Exercise material -
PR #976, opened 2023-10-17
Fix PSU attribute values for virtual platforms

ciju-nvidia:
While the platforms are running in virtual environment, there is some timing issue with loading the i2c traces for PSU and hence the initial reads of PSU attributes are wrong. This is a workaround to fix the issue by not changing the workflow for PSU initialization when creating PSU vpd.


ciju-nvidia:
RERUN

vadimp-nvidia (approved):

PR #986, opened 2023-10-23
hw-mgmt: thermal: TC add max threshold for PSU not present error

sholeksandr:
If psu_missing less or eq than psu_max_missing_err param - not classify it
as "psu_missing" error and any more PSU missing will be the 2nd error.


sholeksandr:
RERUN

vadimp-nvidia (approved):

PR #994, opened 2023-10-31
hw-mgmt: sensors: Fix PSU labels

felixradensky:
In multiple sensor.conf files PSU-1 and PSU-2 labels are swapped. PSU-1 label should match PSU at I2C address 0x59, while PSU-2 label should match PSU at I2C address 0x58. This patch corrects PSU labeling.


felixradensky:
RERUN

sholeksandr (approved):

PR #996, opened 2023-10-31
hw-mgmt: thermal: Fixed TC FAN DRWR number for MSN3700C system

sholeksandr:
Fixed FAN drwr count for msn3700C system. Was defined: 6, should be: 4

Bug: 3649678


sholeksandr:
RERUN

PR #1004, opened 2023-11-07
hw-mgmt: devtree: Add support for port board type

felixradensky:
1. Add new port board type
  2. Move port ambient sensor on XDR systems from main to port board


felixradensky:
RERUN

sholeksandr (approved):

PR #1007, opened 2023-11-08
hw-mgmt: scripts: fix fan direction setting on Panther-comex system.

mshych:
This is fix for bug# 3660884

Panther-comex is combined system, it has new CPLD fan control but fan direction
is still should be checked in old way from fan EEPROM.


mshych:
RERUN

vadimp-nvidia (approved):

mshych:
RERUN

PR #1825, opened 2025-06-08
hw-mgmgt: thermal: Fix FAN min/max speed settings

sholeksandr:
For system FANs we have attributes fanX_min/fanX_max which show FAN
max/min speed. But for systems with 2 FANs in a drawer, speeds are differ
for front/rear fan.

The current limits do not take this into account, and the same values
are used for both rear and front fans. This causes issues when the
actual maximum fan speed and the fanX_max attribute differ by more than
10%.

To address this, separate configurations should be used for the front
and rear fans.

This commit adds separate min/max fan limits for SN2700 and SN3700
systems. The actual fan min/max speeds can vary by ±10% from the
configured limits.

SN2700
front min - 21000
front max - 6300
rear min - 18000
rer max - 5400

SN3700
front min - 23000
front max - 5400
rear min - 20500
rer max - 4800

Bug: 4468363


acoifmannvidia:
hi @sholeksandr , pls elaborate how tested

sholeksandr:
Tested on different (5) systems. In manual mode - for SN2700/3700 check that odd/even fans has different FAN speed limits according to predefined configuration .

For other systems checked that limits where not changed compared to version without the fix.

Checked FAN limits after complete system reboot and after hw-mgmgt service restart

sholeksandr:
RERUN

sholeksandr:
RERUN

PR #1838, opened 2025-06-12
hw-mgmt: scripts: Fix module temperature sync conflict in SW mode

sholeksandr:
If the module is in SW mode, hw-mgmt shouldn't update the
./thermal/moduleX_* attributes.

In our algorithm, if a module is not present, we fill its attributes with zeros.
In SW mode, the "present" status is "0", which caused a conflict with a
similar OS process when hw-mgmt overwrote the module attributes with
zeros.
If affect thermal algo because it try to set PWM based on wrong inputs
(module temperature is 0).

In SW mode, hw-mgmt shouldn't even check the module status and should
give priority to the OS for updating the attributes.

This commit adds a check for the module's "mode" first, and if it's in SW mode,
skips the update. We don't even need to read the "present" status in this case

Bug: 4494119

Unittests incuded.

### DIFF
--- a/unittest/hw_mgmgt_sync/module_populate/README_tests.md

Your objective -
A word-for-word copy of the entries, from the first line through the line containing "PR #1004, opened 2023-11-07", is the whole answer.

Answer to this task -
PR #976, opened 2023-10-17
Fix PSU attribute values for virtual platforms

ciju-nvidia:
While the platforms are running in virtual environment, there is some timing issue with loading the i2c traces for PSU and hence the initial reads of PSU attributes are wrong. This is a workaround to fix the issue by not changing the workflow for PSU initialization when creating PSU vpd.


ciju-nvidia:
RERUN

vadimp-nvidia (approved):

PR #986, opened 2023-10-23
hw-mgmt: thermal: TC add max threshold for PSU not present error

sholeksandr:
If psu_missing less or eq than psu_max_missing_err param - not classify it
as "psu_missing" error and any more PSU missing will be the 2nd error.


sholeksandr:
RERUN

vadimp-nvidia (approved):

PR #994, opened 2023-10-31
hw-mgmt: sensors: Fix PSU labels

felixradensky:
In multiple sensor.conf files PSU-1 and PSU-2 labels are swapped. PSU-1 label should match PSU at I2C address 0x59, while PSU-2 label should match PSU at I2C address 0x58. This patch corrects PSU labeling.


felixradensky:
RERUN

sholeksandr (approved):

PR #996, opened 2023-10-31
hw-mgmt: thermal: Fixed TC FAN DRWR number for MSN3700C system

sholeksandr:
Fixed FAN drwr count for msn3700C system. Was defined: 6, should be: 4

Bug: 3649678


sholeksandr:
RERUN

PR #1004, opened 2023-11-07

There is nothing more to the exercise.